• [PROBLEM TO SOLVE]:
Where the word "next" occurs in a line of the listing, please copy the line.

○ ○ ○ ○ ○ ○ ○

PR #252, opened 2018-04-27
Qa whole flow

rfornea:
This PR was getting really huge so I wanted to go ahead and commit what I've got so far, and I'll address some more things in another PR in the next day or so.  

This PR adds the following:
-in the .env file, lets you specify which "mode" you want the broker to run in depending on your needs.  PROD_MODE, TEST_MODE_NO_TREASURE, or TEST_MODE_DUMMY_TREASURE.  Default is PROD_MODE and the unit tests run in PROD_MODE, which means I had to add 1 to many of the unit tests for every unique data map, for the treasure chunks.
-determines treasure chunks with numChunks instead of file size.  We probably should have done this a long time ago, not sure why we ever used file size for this to begin with.  Still currently need to send file size to calculate payment.  In a future PR I can work on pulling this out, but this should be a low priority IMO.  
-deletes .env file, adds it to .gitignore, adds .env.example, and adds commands to travis.yml so copy the .env.example to .env, so we don't have to check the .env file in anymore, yay!  
-When running in TEST_MODE_NO_TREASURE, we do the following things differently:
- automatically set chunks to "unassigned" when their message comes in
- don't make treasure offsets
- automatically set all sessions to "PAID" and "BURIED"
- don't run claim_unused_prls task        

In my next round of brokernode changes I'll be working on the TEST_MODE_DUMMY_TREASURE and hopefully QAing that the webnode is able to find the "dummy" treasure.  When Astor is done with the Ethereum stuff we can QA PROD_MODE.


models/data_maps.go
```diff
@@ -283,3 +288,12 @@ func insertsIntoDataMapsTable(columnsName string, values string) error {
 	rawQuery := fmt.Sprintf("INSERT INTO %s (%s) VALUES %s", DataMapTableName, columnsName, values)
 	return DB.RawQuery(rawQuery).All(&[]DataMap{})
 }
+
+func GetDataMapByGenesisHashAndChunkIdx(genesisHash string, chunkIdx int) (dataMaps []DataMap, err error) {
```
pzhao5: Please add a comment on this method.

models/data_maps.go
```diff
@@ -283,3 +288,12 @@ func insertsIntoDataMapsTable(columnsName string, values string) error {
...
+	dataMaps = []DataMap{}
+	err = DB.Where("genesis_hash = ?",
+		genesisHash).Where("chunk_idx = ?", chunkIdx).All(&dataMaps)
+
+	return dataMaps, err
```
pzhao5: nit: just do: return
since you already have dataMaps and err as declaration. 
Also, it is more readability do this:

func GetDataMapByGenesisHashAndChunkIdx(genesisHash string, chunkIdx int) ([]DataMap, error) {

models/upload_sessions.go
```diff
@@ -236,3 +271,21 @@ func GetSessionsByAge() ([]UploadSession, error) {
 
 	return sessionsByAge, nil
 }
+
+func GetSessionsThatNeedTreasure() ([]UploadSession, error) {
```
pzhao5: add method document

utils/mode.go
```diff
@@ -0,0 +1,50 @@
...
+		raven.CaptureError(err, nil)
+	}
+
+	brokerMode := os.Getenv("MODE")
+
+	SetBrokerMode(brokerMode)
+}
+
+func SetBrokerMode(brokerMode string) {
+
```
pzhao5: nit: remove nl

utils/mode.go
```diff
@@ -0,0 +1,50 @@
...
+	// Load ENV variables
+	err := godotenv.Load()
+	if err != nil {
+		log.Println("Error loading .env file")
+		raven.CaptureError(err, nil)
+	}
+
+	brokerMode := os.Getenv("MODE")
+
+	SetBrokerMode(brokerMode)
```
pzhao5: this is a private method? maybe do: setBrokerMode()

models/data_maps.go
rfornea: Okay I'll change this.  Since I'm getting rid of the declared return values I'll still have to explicitly return dataMaps and err.

utils/mode.go
rfornea: Okay I'll make it private for now.  We may have to re-expose it if we decide to do any testing of the different broker modes.

PR #260, opened 2018-05-03
treasure hunting 

tenisakb:
build datamap
prepared cycle for checking IOTA 
checking epoch

### DIFF
--- a/actions/treasures.go
+++ b/actions/treasures.go
@@ -1,6 +1,15 @@
 package actions
 
-import "github.com/gobuffalo/buffalo"
+import (
+	"fmt"
+	"os"
+	"time"
+	"strings"
+	"github.com/gobuffalo/buffalo"
+	"github.com/iotaledger/giota"
+	"github.com/oysterprotocol/brokernode/models"
+	"github.com/oysterprotocol/brokernode/utils"
+)
 
 type TreasuresResource struct {
 	buffalo.Resource
@@ -15,7 +24,51 @@ type treasureReq struct {
 	EthKey          string `json:"EthKey"`
 }
 
+type treasureRes struct {
+	Success string `json:"success"`
+}
+
+func unixMilli(t time.Time) int64 {
+	return t.Round(time.Millisecond).UnixNano() / (int64(time.Millisecond) / int64(time.Nanosecond))
+}
+
 // Verifies the treasure and claims such treasure.
 func (t *TreasuresResource) VerifyAndClaim(c buffalo.Context) error {
-	return nil
+	req := treasureReq{}
+	oyster_utils.ParseReqBody(c.Request(), &req)
+
+	host_ip := os.Getenv("HOST_IP")
+	provider := "http://" + host_ip + ":14265"
+	api := giota.NewAPI(provider, nil)
+	ftr := &giota.FindTransactionsRequest{Bundles: []giota.Trytes{"DEXRPLKGBROUQMKCLMRPG9HFKCACDZ9AB9HOJQWERTYWERJNOYLW9PKLOGDUPC9DLGSUH9UHSKJOASJRU"}}
+	resp, err := api.FindTransactions(ftr)
+
+	datamap1, vErr := models.GetDataMap(req.GenesisHash, req.NumChunks)
+	for _, d := range datamap1 {
+		
+	}
+	// or 
+	
+	vErr, error := models.BuildDataMaps(req.GenesisHash, req.NumChunks)
+	datamap, err := models.GetDataMapByGenesisHashAndChunkIdx(req.GenesisHash, req.NumChunks)
+	for _, d := range datamap {
+		
+	}
+	
+	var transactions[2] int64
+	transactions[0] = 11
+	transactions[0] = 1122
+	epoch := unixMilli(time.Now().AddDate(-1, 0, 0))
+	verifyAttached := true
+	for _, transaction := range transactions {
+		if transaction <= epoch {
+			verifyAttached = false
+		}
+	}
+
+	res := treasureRes{
+		Success:       "true"
+	}
+
+	return c.Render(202, r.JSON(res))
 }
--- a/models/data_maps.go
+++ b/models/data_maps.go
@@ -298,3 +298,30 @@ func GetDataMapByGenesisHashAndChunkIdx(genesisHash string, chunkIdx int) ([]Dat
 
 	return dataMaps, err
 }
+
+func GetDataMap(genHash string, numChunks int) (dataMap []DataMap, vErr *validate.Errors) {
+
+	fileChunksCount := numChunks
+
+	if oyster_utils.BrokerMode != oyster_utils.TestModeNoTreasure {
+		fileChunksCount = oyster_utils.GetTotalFileChunkIncludingBuriedPearlsUsingNumChunks(numChunks)
+	}
+
+	currHash := genHash
+	for i := 0; i < fileChunksCount; i++ {
+		obfuscatedHash := oyster_utils.HashString(currHash, sha512.New384())
+		currAddr := string(oyster_utils.MakeAddress(obfuscatedHash))
+
+		dataMap := DataMap{
+			GenesisHash:    genHash,
+			ChunkIdx:       i,
+			Hash:           currHash,
+			ObfuscatedHash: obfuscatedHash,
+			Address:        currAddr,
+			Status:         Pending,
+		}
+		// Validate the data
+		vErr, _ = dataMap.Validate(nil)
+	}
+	return
+}
--- a/.gitignore
+++ b/.gitignore
@@ -15,3 +15,4 @@ data/
 migrations/schema.sql
 .env
 *.env
+.DS_Store


actions/treasures.go
```diff
@@ -15,7 +24,51 @@ type treasureReq struct {
...
+	ftr := &giota.FindTransactionsRequest{Bundles: []giota.Trytes{"DEXRPLKGBROUQMKCLMRPG9HFKCACDZ9AB9HOJQWERTYWERJNOYLW9PKLOGDUPC9DLGSUH9UHSKJOASJRU"}}
+	resp, err := api.FindTransactions(ftr)
+
+	datamap1, vErr := models.GetDataMap(req.GenesisHash, req.NumChunks)
+	for _, d := range datamap1 {
+		
+	}
+	// or 
+	
+	vErr, error := models.BuildDataMaps(req.GenesisHash, req.NumChunks)
```
rfornea: Calling this method will actually insert the datamap into the brokernode's DB table.

actions/treasures.go
```diff
@@ -15,7 +24,51 @@ type treasureReq struct {
...
+	datamap, err := models.GetDataMapByGenesisHashAndChunkIdx(req.GenesisHash, req.NumChunks)
```
rfornea: This method queries the DB data_maps table.  The data_map that the brokernode builds for claiming the treasure shouldn't end up in the data_maps table.

actions/treasures.go
```diff
@@ -15,7 +24,51 @@ type treasureReq struct {
...
+	for _, d := range datamap {
+		
+	}
```
rfornea: Is something supposed to be happening in that ^ for loop?

actions/treasures.go
```diff
@@ -15,7 +24,51 @@ type treasureReq struct {
...
+	
+	var transactions[2] int64
+	transactions[0] = 11
+	transactions[0] = 1122
```
rfornea: What are these for?  It looks like you're setting transactions[0] then immediately setting it to something else?

models/data_maps.go
```diff
@@ -298,3 +298,30 @@ func GetDataMapByGenesisHashAndChunkIdx(genesisHash string, chunkIdx int) ([]Dat
 
 	return dataMaps, err
 }
+
+func GetDataMap(genHash string, numChunks int) (dataMap []DataMap, vErr *validate.Errors) {
+
+	fileChunksCount := numChunks
+
+	if oyster_utils.BrokerMode != oyster_utils.TestModeNoTreasure {
```
rfornea: It looks like what you're doing here is building a datamap on the fly and not saving it to the DB?  That makes sense, though we might want to insert it (into a different table than data_maps) depending on how long the verification takes.  

Either way, you'll want to remove lines 306 through 308.  Those "modes" are for attaching new data_maps, not verifying old ones.

models/data_maps.go
```diff
@@ -298,3 +298,30 @@ func GetDataMapByGenesisHashAndChunkIdx(genesisHash string, chunkIdx int) ([]Dat
...
+			GenesisHash:    genHash,
+			ChunkIdx:       i,
+			Hash:           currHash,
+			ObfuscatedHash: obfuscatedHash,
+			Address:        currAddr,
+			Status:         Pending,
+		}
+		// Validate the data
+		vErr, _ = dataMap.Validate(nil)
+	}
```
rfornea: Maybe i'm reading this wrong but it looks like what would get returned from this method is just a single data_map (whatever the value of the last one is), not an array of data_maps.  I'd think you'd need to append all those data_maps to an array.

actions/treasures.go
```diff
@@ -15,7 +24,51 @@ type treasureReq struct {
...
+}
+
 // Verifies the treasure and claims such treasure.
 func (t *TreasuresResource) VerifyAndClaim(c buffalo.Context) error {
-	return nil
-}
+	req := treasureReq{}
+	oyster_utils.ParseReqBody(c.Request(), &req)
+
+	host_ip := os.Getenv("HOST_IP")
```
rfornea: I think it would be better to pull the logic from lines 40-44 into a new method in the services/iota_wrappers file.  Lines 40-42 could even be omitted since that iota_wrapper file already has the API instantiated.

actions/treasures.go
```diff
@@ -15,7 +24,51 @@ type treasureReq struct {
...
+	provider := "http://" + host_ip + ":14265"
+	api := giota.NewAPI(provider, nil)
+	ftr := &giota.FindTransactionsRequest{Bundles: []giota.Trytes{"DEXRPLKGBROUQMKCLMRPG9HFKCACDZ9AB9HOJQWERTYWERJNOYLW9PKLOGDUPC9DLGSUH9UHSKJOASJRU"}}
```
rfornea: I don't think you will be looking for Bundles.  You'll be looking for addresses.

actions/treasures.go
```diff
@@ -15,7 +24,51 @@ type treasureReq struct {
...
+	var transactions[2] int64
+	transactions[0] = 11
+	transactions[0] = 1122
+	epoch := unixMilli(time.Now().AddDate(-1, 0, 0))
+	verifyAttached := true
+	for _, transaction := range transactions {
+		if transaction <= epoch {
+			verifyAttached = false
+		}
+	}
```
rfornea: Just to make sure I'm understanding what is going on here -- the transactions variable is just a "dummy" variable for now, and you'll replace that with the transaction times of the actual transactions in a future PR?

tenisakb: yes, in the time when I am getting transaction.timestamp that is compare with epoch

actions/treasures.go
tenisakb: Is FindTransactionsRequest correct? How it should looks? Should it be like Address: [].giota.toAddress{req.GenesisHash}  ?

How can I transform result from FindTransactionsRequest to datamap or array (then I would like to walk through)

actions/treasures.go
tenisakb: Yes, so where to save datamap? To database or on fly or dont save? If into database, should I create new table or is something prepared?

actions/treasures.go
tenisakb: Ok, so the same like previous comment... should I save it into db or on fly? Or dont save?

actions/treasures.go
tenisakb: There will be walk throug of datamap and validation and probably validation what I still dont have

actions/treasures.go
tenisakb: Its dummy transaction

models/data_maps.go
tenisakb: Ok so we will ONLY save into db? Any idea about name of table?

So I will remove lines 306 through 308 + save data to db?

actions/treasures.go
tenisakb: FindTransactionsRequest is correct for searching transactionsObjects? 
Commad: "findTransactions" or Command:   "findTransactionsObjects”?

If I dont want to search by bundles how it should looks?

Is this example correct for validation with timestamp?

chunks []models.DataMap
addresses := make([]giota.Address, 0, len(chunks))
for _, chunk := range chunks {
	if chunk.Status != models.Error {
		addresses = append(addresses, giota.Address(chunk.Address))
	}
}
request := giota.FindTransactionsRequest{
	Command:   "findTransactions", 
	Addresses: addresses,
}
response, err := api.FindTransactions(&request)

trytesArray, err := api.GetTrytes(response.Hashes)

transactionObjects := map[giota.Address][]giota.Transaction{}

for _, txObject := range trytesArray.Trytes {
	 transactionObjects[txObject.Address].timestamp  — timestamp???
}

actions/treasures.go
tenisakb: Should I inicializate iota_wrapper - function ini in iota_wrappers? If yes, how? Or is enaugh only import? Function should I insert into structure IotaService in iota_wrappers - example: VerifyTreasure(Datamap, bool) ?

models/data_maps.go
tenisakb: I think this comment will resolve it: https://github.com/oysterprotocol/brokernode/pull/260#discussion_r186021976

actions/treasures.go
rfornea: There is currently no table yet for saving data maps that the brokernode is currently in the process of doing PoW for.  So, if we decide to go that route, you'll have to create one.  

There's some decisions we have to make.  We probably don't want the brokernode to have to verify that ALL transactions in the sector had PoW done on them within the last epoch, since that could be up to 1 million verifications.  What I think we should do is have the brokernode randomly verify that X transactions from the sector have had the PoW done in the last epoch, where X is some number that's large enough that the webnode will not feel comfortable cheating since it will likely get caught.  

I would recommend we build this in such a way that X is easily changed, and divide the sector to be verified into X subsectors.  Each subsector would have a length of 1,000,000 / X.  Randomly pick a single transaction from within each subsector to verify.  That way we aren't re-verifying any transactions we've already verified and we know that our verifications are evenly distributed throughout the datamap.  

Whether it makes sense to save this to a DB table or do it on the fly really depends on how large X is.  If X is fairly small, doing it on the fly would be fine.  If X is fairly large, I would think we'd want it in a table.  

I'm leaning towards suggesting we need tables for this.  Doing it in a table would still work, even if X is small, whereas doing it on the fly might not work so well if X is large, so with a table we've got both our bases covered.  You'd probably want 2 tables.  One named something like "verification_sessions" which would store the values sent to it by the webnode and anything else it needs, including the payout ETH address, and then another called something like "verifiable_data_maps" that would store the session ID of the verification request and the actual addresses and the timestamps of the transactions.  

With mainnet coming up soon though, we could always just keep X fairly small, and do the checking on the fly, and then implement a change to move it to a table after mainnet for more thorough verification.  

@AaronVasquez    thoughts?

actions/treasures.go
rfornea: ok

actions/treasures.go
rfornea: Gotcha

models/data_maps.go
rfornea: Remove lines 306 through 308.  Let's discuss in slack whether we want the data in a table or just to do it on the fly.

actions/treasures.go
rfornea: In the iota_wrappers file, you'll add a (lowercase) method called `verifyTreasure`.  

In the iota_wrappers file, in the struct on lines 98-103, you'll add:  
`VerifyTreasure:  verifyTreasure`
https://github.com/oysterprotocol/brokernode/blob/master/services/iota_wrappers.go#L98

Beneath the types declared in lines 42-45 in iota_wrappers, you'll add a type declaration:
`type VerifyTreasure func(types of the parameters you are passing in) (types of the return values)`
https://github.com/oysterprotocol/brokernode/blob/master/services/iota_wrappers.go#L42

In the struct on line 35-40, you'll add the following:
`VerifyTreasure   VerifyTreasure`   
https://github.com/oysterprotocol/brokernode/blob/master/services/iota_wrappers.go#L35

When you want to use it in your file, you'll import "github.com/oysterprotocol/brokernode/services" and then in your variables, you'll add this:  
`var IotaWrapper = services.IotaWrapper` 
Here is an example of this in the job_runner.go file:  
https://github.com/oysterprotocol/brokernode/blob/master/jobs/job_runner.go#L13

Then IotaWrapper will be available in your file and you can do `IotaWrapper.MethodIWantToCall()` etc.

actions/treasures.go
AaronVasquez: Agree with everything you just said. Lets go with on the fly for this PR, and work on optimizing and fault tolerance later. Let's start with verifying 5 random transactions? This number is probably too small, but we can tweak this in the future.

actions/treasures.go
rfornea: Here's how to build the FindTransactionRequest:
https://godoc.org/github.com/iotaledger/iota.lib.go#FindTransactionsRequest   

As for the address, you'll get those when you build the dataMap.  

It'll be something like this:  
```
sectorDataMap := BuildSectorDataMap(genesisHash, sector, numChunks)
   /* BuildSectorDataMap will be some new method you write that does not save to the data_maps table
Only need to build the dataMap up until the end of the sector the webnode did.  Need numChunks to know when to stop building the dataMap, in the event that the sector the webnode passed was the last sector.  I.e. if there are only 2,500,000 hashes in the dataMap and the webnode did Sector 3, need the numChunks so we know to stop at 2,500,000.   

BuildSectorDataMap would not need to do the obfuscation and tryting for the whole map, just the section that you care about.  You'll still have to get the sha256 of all the chunks leading up to the sector you care about.  So let's say it's sector 3 in a file with 2,500,000 chunks.  You'll have to get the sha256 hashes of chunks 0 through 1,999,999, but you'll only have to do the obfuscation and trying for hashes 2,000,000 through 2,500,000.  The method could just return the values for 2,000,000 thru 2,500,000, don't need ALL the addresses for the other sectors.  
*/


addresses := make([]giota.Address, 0, len(sectorDataMap))
for _, sectorDataMapAddress := range sectorDataMap {
addresses = append(addresses, giota.Address(sectorDataMapAddress))
}
request := giota.FindTransactionsRequest{
Addresses: addresses,
}
response, err := api.FindTransactions(&request)

trytesArray, err := api.GetTrytes(response.Hashes)

/* You're on the right track here.  You basically need to verify this:   
1.  For every address in addresses, there is a transaction in trytesArray.Trytes, and there is at least one transaction with that address from within the last epoch (there could be more than 1 with the same address)
*/

//transactionObjects := map[giota.Address][]giota.Transaction{}
transactionInLastEpoch := map[giota.Address][]bool
^You will have to experiment with this

// You could do something like this:  
for _, address := range addresses {
       transactionInLastEpoch[address] = false
}

for _, txObject := range trytesArray.Trytes {
   if txObject.timestamp > timeWeAreComparingAgainst {
      transactionInLastEpoch[txObject.Address] = true
   }
}

/* then iteration through transactionInLastEpoch.  If ALL values are true, the webnode did the PoW.  If any values are false, it lied.  */

```

actions/treasures.go
rfornea: Yeah we'll probably want to do at least like 1000 or so for the launch, but as long as we're saving it in a variable somewhere that's easily changeable, that's what matters.  

@tenisakb For testing purposes, it would be nice if you could write this functionality in such a way that it's easily testable.  I.e. we should be able to verify that if we tell it to verify 5 random transactions, the indexes it will return will all be somewhere in the subsectors.  I.e. the first random transaction is between 0 and 199,000, etc, the second randomly selected value is between 200,000 and 399,999, etc.

rfornea: You could have a separate method that picks these random indexes and just returns them.

actions/treasures.go
rfornea: Do it on the fly.  After mainnet launch we'll explore moving it to a table.

actions/treasures.go
rfornea: @tenisakb @pzhao5 Just so you guys know, all these extra steps just to add a method to the iota_wrappers file is in order for us to be able to mock the method easily.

○ ○ ○ ○ ○ ○ ○

• [RESPONSE]:
This PR was getting really huge so I wanted to go ahead and commit what I've got so far, and I'll address some more things in another PR in the next day or so.  
In my next round of brokernode changes I'll be working on the TEST_MODE_DUMMY_TREASURE and hopefully QAing that the webnode is able to find the "dummy" treasure.  When Astor is done with the Ethereum stuff we can QA PROD_MODE.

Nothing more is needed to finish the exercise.